====== Source material ======

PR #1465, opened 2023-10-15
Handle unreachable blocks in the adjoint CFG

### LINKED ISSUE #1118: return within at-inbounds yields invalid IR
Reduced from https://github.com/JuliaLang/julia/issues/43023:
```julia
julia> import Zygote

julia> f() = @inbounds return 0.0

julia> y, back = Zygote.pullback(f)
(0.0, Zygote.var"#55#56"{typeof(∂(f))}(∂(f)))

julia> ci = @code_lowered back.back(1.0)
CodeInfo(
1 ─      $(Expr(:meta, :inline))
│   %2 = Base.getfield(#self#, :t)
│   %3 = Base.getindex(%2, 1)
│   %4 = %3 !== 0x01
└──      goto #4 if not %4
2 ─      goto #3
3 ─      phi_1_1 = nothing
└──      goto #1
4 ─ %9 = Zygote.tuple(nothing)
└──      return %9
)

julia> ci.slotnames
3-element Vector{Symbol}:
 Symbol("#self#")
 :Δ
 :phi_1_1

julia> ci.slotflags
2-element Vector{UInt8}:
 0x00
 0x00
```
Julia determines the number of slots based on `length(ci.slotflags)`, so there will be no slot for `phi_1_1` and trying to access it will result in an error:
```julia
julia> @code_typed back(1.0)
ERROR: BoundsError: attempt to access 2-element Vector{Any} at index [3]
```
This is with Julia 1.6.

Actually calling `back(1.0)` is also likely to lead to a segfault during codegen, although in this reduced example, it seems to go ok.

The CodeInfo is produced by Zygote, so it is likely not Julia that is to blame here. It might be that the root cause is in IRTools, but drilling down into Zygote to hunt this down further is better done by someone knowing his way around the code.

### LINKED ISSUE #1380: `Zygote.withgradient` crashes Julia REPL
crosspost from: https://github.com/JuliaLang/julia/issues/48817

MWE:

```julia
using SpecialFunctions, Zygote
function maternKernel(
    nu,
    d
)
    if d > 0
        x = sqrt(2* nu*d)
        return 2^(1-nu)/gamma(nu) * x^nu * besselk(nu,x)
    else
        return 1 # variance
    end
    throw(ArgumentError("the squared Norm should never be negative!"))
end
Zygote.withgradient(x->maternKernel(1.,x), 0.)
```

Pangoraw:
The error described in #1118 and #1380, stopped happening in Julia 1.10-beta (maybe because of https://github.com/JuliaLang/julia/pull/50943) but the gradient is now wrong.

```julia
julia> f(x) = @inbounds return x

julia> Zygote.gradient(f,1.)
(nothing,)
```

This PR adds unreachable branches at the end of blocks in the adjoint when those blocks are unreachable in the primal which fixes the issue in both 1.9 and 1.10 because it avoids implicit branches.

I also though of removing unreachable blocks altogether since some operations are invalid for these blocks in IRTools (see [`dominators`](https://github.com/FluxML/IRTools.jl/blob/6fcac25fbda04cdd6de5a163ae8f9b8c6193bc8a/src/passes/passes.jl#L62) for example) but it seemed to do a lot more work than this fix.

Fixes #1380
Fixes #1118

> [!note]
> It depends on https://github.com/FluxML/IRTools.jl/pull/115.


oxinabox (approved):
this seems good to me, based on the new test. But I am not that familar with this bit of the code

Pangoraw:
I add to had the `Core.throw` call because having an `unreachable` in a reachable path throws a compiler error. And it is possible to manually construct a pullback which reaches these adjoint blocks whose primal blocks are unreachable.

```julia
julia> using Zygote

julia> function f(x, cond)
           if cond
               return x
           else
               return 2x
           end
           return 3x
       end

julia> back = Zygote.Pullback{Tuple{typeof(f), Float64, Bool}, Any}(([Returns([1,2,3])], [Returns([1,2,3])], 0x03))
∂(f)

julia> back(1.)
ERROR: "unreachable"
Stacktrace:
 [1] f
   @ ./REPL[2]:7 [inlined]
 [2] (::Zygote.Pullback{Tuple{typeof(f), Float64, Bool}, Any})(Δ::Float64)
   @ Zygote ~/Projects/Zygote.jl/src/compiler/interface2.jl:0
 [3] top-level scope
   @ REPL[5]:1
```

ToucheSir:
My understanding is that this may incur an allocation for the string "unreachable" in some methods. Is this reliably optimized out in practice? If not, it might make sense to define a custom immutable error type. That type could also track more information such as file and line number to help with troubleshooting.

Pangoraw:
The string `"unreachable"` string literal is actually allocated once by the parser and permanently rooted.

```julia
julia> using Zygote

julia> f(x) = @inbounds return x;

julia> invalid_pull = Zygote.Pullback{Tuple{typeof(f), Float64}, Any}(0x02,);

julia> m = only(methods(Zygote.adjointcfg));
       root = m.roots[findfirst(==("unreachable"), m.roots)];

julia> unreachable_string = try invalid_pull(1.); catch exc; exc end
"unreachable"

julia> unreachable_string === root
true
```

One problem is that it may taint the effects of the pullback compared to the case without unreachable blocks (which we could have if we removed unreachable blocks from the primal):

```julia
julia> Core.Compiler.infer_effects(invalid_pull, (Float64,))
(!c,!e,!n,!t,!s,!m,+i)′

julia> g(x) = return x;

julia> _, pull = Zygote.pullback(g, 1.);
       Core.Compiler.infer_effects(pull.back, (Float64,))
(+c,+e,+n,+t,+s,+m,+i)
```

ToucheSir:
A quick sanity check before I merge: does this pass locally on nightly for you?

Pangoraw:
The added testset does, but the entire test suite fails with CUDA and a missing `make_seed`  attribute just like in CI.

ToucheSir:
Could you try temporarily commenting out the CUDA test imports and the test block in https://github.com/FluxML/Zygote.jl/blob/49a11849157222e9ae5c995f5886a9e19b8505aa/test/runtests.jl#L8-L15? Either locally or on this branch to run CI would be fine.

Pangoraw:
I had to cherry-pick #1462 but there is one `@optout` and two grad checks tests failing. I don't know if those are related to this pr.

======

#### Work request
Return all of the data above exactly, leaving out no line.

#### Your solution
PR #1465, opened 2023-10-15
Handle unreachable blocks in the adjoint CFG

### LINKED ISSUE #1118: return within at-inbounds yields invalid IR
Reduced from https://github.com/JuliaLang/julia/issues/43023:
```julia
julia> import Zygote

julia> f() = @inbounds return 0.0

julia> y, back = Zygote.pullback(f)
(0.0, Zygote.var"#55#56"{typeof(∂(f))}(∂(f)))

julia> ci = @code_lowered back.back(1.0)
CodeInfo(
1 ─      $(Expr(:meta, :inline))
│   %2 = Base.getfield(#self#, :t)
│   %3 = Base.getindex(%2, 1)
│   %4 = %3 !== 0x01
└──      goto #4 if not %4
2 ─      goto #3
3 ─      phi_1_1 = nothing
└──      goto #1
4 ─ %9 = Zygote.tuple(nothing)
└──      return %9
)

julia> ci.slotnames
3-element Vector{Symbol}:
 Symbol("#self#")
 :Δ
 :phi_1_1

julia> ci.slotflags
2-element Vector{UInt8}:
 0x00
 0x00
```
Julia determines the number of slots based on `length(ci.slotflags)`, so there will be no slot for `phi_1_1` and trying to access it will result in an error:
```julia
julia> @code_typed back(1.0)
ERROR: BoundsError: attempt to access 2-element Vector{Any} at index [3]
```
This is with Julia 1.6.

Actually calling `back(1.0)` is also likely to lead to a segfault during codegen, although in this reduced example, it seems to go ok.

The CodeInfo is produced by Zygote, so it is likely not Julia that is to blame here. It might be that the root cause is in IRTools, but drilling down into Zygote to hunt this down further is better done by someone knowing his way around the code.

### LINKED ISSUE #1380: `Zygote.withgradient` crashes Julia REPL
crosspost from: https://github.com/JuliaLang/julia/issues/48817

MWE:

```julia
using SpecialFunctions, Zygote
function maternKernel(
    nu,
    d
)
    if d > 0
        x = sqrt(2* nu*d)
        return 2^(1-nu)/gamma(nu) * x^nu * besselk(nu,x)
    else
        return 1 # variance
    end
    throw(ArgumentError("the squared Norm should never be negative!"))
end
Zygote.withgradient(x->maternKernel(1.,x), 0.)
```

Pangoraw:
The error described in #1118 and #1380, stopped happening in Julia 1.10-beta (maybe because of https://github.com/JuliaLang/julia/pull/50943) but the gradient is now wrong.

```julia
julia> f(x) = @inbounds return x

julia> Zygote.gradient(f,1.)
(nothing,)
```

This PR adds unreachable branches at the end of blocks in the adjoint when those blocks are unreachable in the primal which fixes the issue in both 1.9 and 1.10 because it avoids implicit branches.

I also though of removing unreachable blocks altogether since some operations are invalid for these blocks in IRTools (see [`dominators`](https://github.com/FluxML/IRTools.jl/blob/6fcac25fbda04cdd6de5a163ae8f9b8c6193bc8a/src/passes/passes.jl#L62) for example) but it seemed to do a lot more work than this fix.

Fixes #1380
Fixes #1118

> [!note]
> It depends on https://github.com/FluxML/IRTools.jl/pull/115.


oxinabox (approved):
this seems good to me, based on the new test. But I am not that familar with this bit of the code

Pangoraw:
I add to had the `Core.throw` call because having an `unreachable` in a reachable path throws a compiler error. And it is possible to manually construct a pullback which reaches these adjoint blocks whose primal blocks are unreachable.

```julia
julia> using Zygote

julia> function f(x, cond)
           if cond
               return x
           else
               return 2x
           end
           return 3x
       end

julia> back = Zygote.Pullback{Tuple{typeof(f), Float64, Bool}, Any}(([Returns([1,2,3])], [Returns([1,2,3])], 0x03))
∂(f)

julia> back(1.)
ERROR: "unreachable"
Stacktrace:
 [1] f
   @ ./REPL[2]:7 [inlined]
 [2] (::Zygote.Pullback{Tuple{typeof(f), Float64, Bool}, Any})(Δ::Float64)
   @ Zygote ~/Projects/Zygote.jl/src/compiler/interface2.jl:0
 [3] top-level scope
   @ REPL[5]:1
```

ToucheSir:
My understanding is that this may incur an allocation for the string "unreachable" in some methods. Is this reliably optimized out in practice? If not, it might make sense to define a custom immutable error type. That type could also track more information such as file and line number to help with troubleshooting.

Pangoraw:
The string `"unreachable"` string literal is actually allocated once by the parser and permanently rooted.

```julia
julia> using Zygote

julia> f(x) = @inbounds return x;

julia> invalid_pull = Zygote.Pullback{Tuple{typeof(f), Float64}, Any}(0x02,);

julia> m = only(methods(Zygote.adjointcfg));
       root = m.roots[findfirst(==("unreachable"), m.roots)];

julia> unreachable_string = try invalid_pull(1.); catch exc; exc end
"unreachable"

julia> unreachable_string === root
true
```

One problem is that it may taint the effects of the pullback compared to the case without unreachable blocks (which we could have if we removed unreachable blocks from the primal):

```julia
julia> Core.Compiler.infer_effects(invalid_pull, (Float64,))
(!c,!e,!n,!t,!s,!m,+i)′

julia> g(x) = return x;

julia> _, pull = Zygote.pullback(g, 1.);
       Core.Compiler.infer_effects(pull.back, (Float64,))
(+c,+e,+n,+t,+s,+m,+i)
```

ToucheSir:
A quick sanity check before I merge: does this pass locally on nightly for you?

Pangoraw:
The added testset does, but the entire test suite fails with CUDA and a missing `make_seed`  attribute just like in CI.

ToucheSir:
Could you try temporarily commenting out the CUDA test imports and the test block in https://github.com/FluxML/Zygote.jl/blob/49a11849157222e9ae5c995f5886a9e19b8505aa/test/runtests.jl#L8-L15? Either locally or on this branch to run CI would be fine.

Pangoraw:
I had to cherry-pick #1462 but there is one `@optout` and two grad checks tests failing. I don't know if those are related to this pr.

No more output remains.